I acknowledge that the Applicant has not disputed Motion 12. However, given the framework of the regulation with respect to motions dealing with the same issue, Motion 12 cannot be transacted while Motion 11 is on the agenda. There is nothing to suggest the implementation of any resolution on either Motion is urgent. For these reasons, I consider it is appropriate to make an interim order about any resolution passed on Motions 11 and 12.

It would seem the main argument mounted by the Applicant with respect to Motion 14 is that it was not submitted by the committee. There is no evidence that the committee did authorise the submission of this Motion.

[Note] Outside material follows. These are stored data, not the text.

PR #2120, opened 2021-09-16
stm32: add support for PortMask* functions for WS2812 support

aykevl:
This also requires support in the tinygo.org/x/drivers/ws2812 package, which I've already partially written: https://github.com/tinygo-org/drivers/pull/314


deadprogram:
Very cool, thanks @aykevl :diving_mask:

PR #2714, opened 2022-03-14
interp: prevent an off-by-one during interp debug

dgryski:


interp/interpreter.go
```diff
@@ -493,8 +493,8 @@ func (r *runner) run(fn *function, params []value, parentMem *memoryView, indent
 				// possibly trying to recover from it if it failed to execute.
 				if r.debug {
 					argStrings := make([]string, len(operands))
```
QuLogic: This should be `len(operands)-1`, I think, or you get a trailing comma, unless that's desired for some reason.

dgryski: Oh, you're right. I fixed the out-of-bounds crash but didn't then check the output was correct.

dgryski: Fixed off-by-one in the off-by-one fix.

deadprogram:
Looking good, thanks @dgryski for the fix and @QuLogic for the review. Now merging.

PR #2716, opened 2022-03-15
os: Add some exec.ProcessState stubs

QuLogic:
There was a bit more, but that got in in another PR, so I figured I should split this out from #2515 before someone else does it again.


dkegel-fastly (approved):
LGTM

deadprogram:
Thanks @QuLogic and @dkegel-fastly for review. Now merging.

PR #2719, opened 2022-03-17
Implement getpagesize and munmap.  For go 1.18.

dkegel-fastly:
"make test" with go 1.18 installed fails with
```
    main_test.go:541: test error: could not compile: /usr/local/go/src/internal/fuzz/sys_posix.go:37:11: Munmap not declared b
```
See https://github.com/tinygo-org/tinygo/pull/2515#issuecomment-1031295016


deadprogram:
Seems legit to me! Thanks @dkegel-fastly now merging.

Issue #2718, opened 2022-03-16
tinygo does not yet build and pass tests with go 1.18 installed


slzatz:
I am sure you're aware but hoping you can clarify the situation.  With go 1.18 released, tinygo won't build with the check for go version that is in builder/config.go.  Should we reinstall 1.17 or is 1.18 compatibility coming soon?

dkegel-fastly:
No ETA yet.  Personally, I'm sticking with 1.17 for the moment.

It's being worked on; see https://github.com/tinygo-org/tinygo/pull/2515 and related pull requests.

dkegel-fastly:
See https://github.com/tinygo-org/tinygo/pull/2725

dkegel-fastly:
Closing duplicate

dkegel-fastly:
See https://github.com/tinygo-org/tinygo/issues/2762 for the remaining test.

PR #2721, opened 2022-03-18
compiler.go: createBuiltin: accept alias for slice.

dkegel-fastly:
Seems to get 1.18 tests closer to passing.

I don't know llvm, so this was a bit of a guess.

For https://github.com/tinygo-org/tinygo/pull/2515 / https://github.com/tinygo-org/tinygo/issues/2718

### DIFF
--- a/compiler/compiler.go
+++ b/compiler/compiler.go
@@ -1233,7 +1233,7 @@ func (b *builder) createBuiltin(argTypes []types.Type, argValues []llvm.Value, c
 	case "cap":
 		value := argValues[0]
 		var llvmCap llvm.Value
-		switch argTypes[0].(type) {
+		switch argTypes[0].Underlying().(type) {
 		case *types.Chan:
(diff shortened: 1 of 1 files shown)


aykevl (changes requested):
There is a better way to fix this:

```diff
- switch argTypes[0].(type) {
+ switch argTypes[0].Underlying().(type) {
```

This strips off the named type and makes the type switch work directly with the underlying type (which should be a `*types.Chan` or `*types.Slice`).

aykevl (approved):
Looks good to me. A test would be good but I couldn't get one to work, the following already works for me:

```go
package main

type Buffer []byte

func main() {
	l := make(Buffer, 3, 5)
	println(len(l), cap(l))
}

func foo(l Buffer) {
	println(len(l), cap(l))
}
```

But it's small and matches the len builtin, so merging.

Even though it would seem the Motion proposes work relating to the administration, management and control of common property (s 152, Act), I have decided that an interim order is warranted in the circumstances. In the absence of any submissions from the committee, there is a question about the whether the Motion was properly submitted (s 69 and 76, Standard Module). As this Motion is not a statutory motion and in the circumstance where there is no claimed urgency in dealing with a resolution passed on the Motion, I consider the balance of convenience favours granting injunctive relief to preserve the status quo pending a final determination.

It is noted on the voting paper included in the notice of the AGM that Motions 15 to 17 must be ruled out of order as each motion is unlawful. Reference is made to section 81(1)(a)(ii) of the Standard Module. The authorisation for the inclusion of the notations is not known at this time. However, it is clear that there is no power under section 81 for the notation to be made in the notice of a general meeting. The person chairing the meeting has the power to rule the motion out of order (s 81(1)). The person who chairs a general meeting is prescribed by section 80; the chairperson must chair the meeting if present at the meeting or if the chairperson is not present another person is elected in accordance with the section. Despite any ruling given at the meeting, the persons present and entitled to vote may reverse the ruling (s 81(3)). Even though notations have been made in the voting paper, the person chairing the AGM will still need to make a decision about each Motion. The effect of the notation is negligible and does not warrant an interim order. As the Applicant wants the ‘out of order’ notation deleted, it would seem he wants the Motions voted on at the AGM. However, the submitted grounds suggest the Applicant is arguing that any resolution passed on these Motions should be declared void. Given the material presented, I am not satisfied from the Applicant has made any argument to warrant an interim order about any resolution passed on these Motions.

The last issue is the alleged nomination of the Applicant as chairperson. Even though the email dated 10 August 2009 refers to the Applicant putting a nomination forward for chairperson, the Applicant has not provided any material evidencing that he made a nomination in accordance with section 18 of the Standard Module and that the nomination was given to the secretary by the end of the Body Corporate’s financial year (s 16(4), Standard Module). It would seem the relevant committee meeting was held after the end of the financial year. The Applicant questions the other nominations identified in the notice of the AGM. However, this fact does not justify an interim order in the terms sought. The notice suggests that a nomination has not been received for the position of chairperson. The election of a committee also must happen at the annual general meeting (s 13(1), Standard Module). In this circumstance, the person chairing the meeting must invite nominations for the position at the meeting (s 26(2), Standard Module). This issue may be resolved in this way.

This application will now be administered in accordance with the Act and the normal processes of this Office. The application will be finally determined in due course.